Opposition Leader Tony Abbott has finally discovered the nation's working mothers as he picks up the pace of his challenge to Prime Minister Kevin Rudd for this year's federal election.
Back when he was a minister in John Howard's former conservative Government, he vowed to fight compulsory paid parental leave to the bitter end.
"Over this Government's dead body, actually," he told a Victorian Liberal Party function.
Times have changed for the father of four daughters.
Abbott has come up with a plan to tax big business - those earning more than A$5 million ($6.25 million) a year - to pay for a surprisingly generous compulsory leave scheme.
Under his proposal primary carers would be paid at their full rate of take-home pay up to a maximum income of A$150,000 a year ($187.5 million) for 26 weeks. Abbott estimates the scheme will cost about A$2.7 billion a year.
"Isn't it a good thing to change your mind as your understanding grows?" he told ABC radio.
"What's brought it about is deeper understanding of the practical difficulties of women who are trying to juggle families and careers."
Rudd's scheme, due to be launched next January, pales by comparison. This scheme will pay the minimum wage of about A$544 a week to the primary carer for a maximum 18 weeks' leave after the birth of a child.
It will cost an estimated A$260 million a year, paid out of consolidated revenue. Abbott has seen his plan as a means of one-upping Rudd, who is battling hard to win support for his proposed overhaul of the public health system.
Helped by this and a series of other problems besetting the Government, Abbott has narrowed the popularity gap separating him from Rudd, moved to a small lead in primary votes, and considerably gained on Labor in the two-party preferred vote that decides Australian elections.
Some kind of compulsory parental leave was essential for the policy package Abbott is pulling together for the election. Australia is one of the few developed countries not to have already implemented a scheme, and the Coalition could not have gone to the polls without one.
But Abbott's announcement has not met the applause he could have expected.
His own party was angered that he publicly released the plan before he had spoken to key shadow ministers, let alone the party room.
Abbott's reply to that on ABC radio yesterday was that he had mentioned his ideas in the book he published last year, which he was certain would have been well read by his colleagues.
Retailers liked his plan, saying that funding the scheme by taxing large companies made sense, and that criticism by big business was "pathetic".
But the plan has predictably infuriated the big end of town, which sees no reason why it should pay for a compulsory universal parental leave scheme, and warns that the upshot would be fewer women in the workforce.

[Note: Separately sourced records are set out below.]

PR #13378, opened 2024-02-14
13136: metrics part 2

jalbinson:
This PR adds a new event `ReportAcceptedEvent` which is emitted when a report is ready to be broken down by receiver.

Test Steps:
1. Run the application locally with the application insights jar and properly set up environment variable
2. Run the smoke tests
3. See events in the Application Insights dashboard

## Changes
- New event
- Added parent report ID to other event to facilitate better querying

### Testing
- [x] Tested locally?
- [x] Ran `./prime test` or `./gradlew testSmoke` against local Docker ReportStream container?
- [x] Added tests?

## Linked Issues
- Fixes #13136

PR #13470, opened 2024-02-22
13136: add human readable condition display to azure events

jalbinson:
This PR adds human readable conditions to Azure events rather than just the condition code.

Test Steps:
1. Run the project with Azure AppInsights jar setup
2. Run the smoke tests
3. Check Azure logs to see the new condition display present

## Changes
- Added `ConditionSummary` data class
- Added `AzureEventUtils` to handle packaging up Conditions into a form Azure can handle
- Refactored some bundle helper functions

### Testing
- [x] Tested locally?
- [x] Added tests?

## Linked Issues
- Fixes #13378


jalbinson:
Prod how it is now with only codes
Screenshot 2024-02-22 at 3 13 45 PM

Test with condition display strings
Screenshot 2024-02-22 at 3 14 37 PM

jalbinson:
It took me a bit to figure out how to handle dynamic types in KQL. For a quick rundown of the query:

- Only grab `ReportAcceptedEvents`
- Take the dynamic type `customDimensions` and grab `conditions` off of it 
- Convert that to a string before converting it back into a dynamic/json type (important!) 
- Use the `mv-expand` command to break apart the array into 1 row per entry in the array ([see docs for more info](https://learn.microsoft.com/en-us/azure/data-explorer/kusto/query/mv-expand-operator))
- Add a new column with only the `display` field on the `conditions` object
- Run a summarize count operation by your final display field

This will give you a fancy chart of total number of conditions flowing into the system!

mkalish (approved):
:shipit: Saw the events with the display
Screenshot 2024-02-22 at 4 02 52 PM

prime-router/src/main/kotlin/azure/observability/event/AzureEventUtils.kt
```diff
@@ -0,0 +1,20 @@
...
+object AzureEventUtils {
+
+    /**
+     * Retrieves all mapped conditions from a [Bundle] and converts them to a [ConditionSummary]
+     */
+    fun getConditions(bundle: Bundle): Set<ConditionSummary> {
+        return bundle
+            .getAllMappedConditions()
+            .map(ConditionSummary::fromCoding)
+            .toSet()
```
jalbinson, line 18: Don't use a `Set` here

PR #13581, opened 2024-03-04
Experience/12978/filter status

etanb:
This PR ...

Adds filter status functionality which includes:

- Always showing the _number_ of results even if there are 0
- Showing the receiver
- If selected, show the date in `mm:dd:yy` format
- If selected, show the selected time, as it appears in the dropdown, in `hh:mm a' format

Demo of features:

https://github.com/CDCgov/prime-reportstream/assets/516877/e7394ef0-a74f-41b4-b4bb-873279d1329a


audreykwr:
- [ ] Update from hyphen to an en dash to separate date and time ranges (I do not think this was noted in the design, so that is on me. But I noticed when testing)

Screenshot 2024-03-06 at 11 17 36 AM

jpandersen87 (approved):

frontend-react/src/hooks/filters/UseDateRange.ts
```diff
@@ -61,13 +61,13 @@ const FALLBACK_FROM_STRING = "01/01/2000";
 const FALLBACK_FROM = new Date(FALLBACK_FROM_STRING).toISOString();
 const FALLBACK_TO_STRING = "01/01/3000";
 const FALLBACK_TO = new Date(FALLBACK_TO_STRING).toISOString();
-const DEFAULT_TIME = "0:0";
+const DEFAULT_FROM_TIME = "0:0";
+const DEFAULT_TO_TIME = "23:59";
```
penny-lischer, line 65: Do we need to include the seconds and milliseconds to be accurate?

etanb: Nope, this is just a default string. `date-fns` doesn't care if it's `0:0` or `00:00` for midnight.

penny-lischer (approved):
lgtm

Australian Industry Group chief executive Heather Ridout told the ABC: "On any measure this is bad parental leave policy and it's bad tax policy."
The Australian Council of Trade Unions also blasted the proposal, describing it as a "dishonest smokescreen" for a planned resurrection of Howard's now-defunct WorkChoices industrial legislation.
"His real views are contained in comments he had made recently that housework and ironing are the role of women," ACTU president Sharan Burrow said.
Finance Minister Lindsay Tanner said the scheme would create a major distortion of the business taxation system, and act as a disincentive to grow and add more jobs for companies with turnover just under A$5 million.
Abbott's plan:
* Six-months paid parental leave.
* At full salary, capped at salaries of A$150,000 a year.
* Funded by a 1.7% levy on top 3200 firms on company tax above A$5 million.
Labour's plan:
* $250 million taxpayer-funded policy.
* All primary carers the minimum wage of $544 a week for 18 weeks.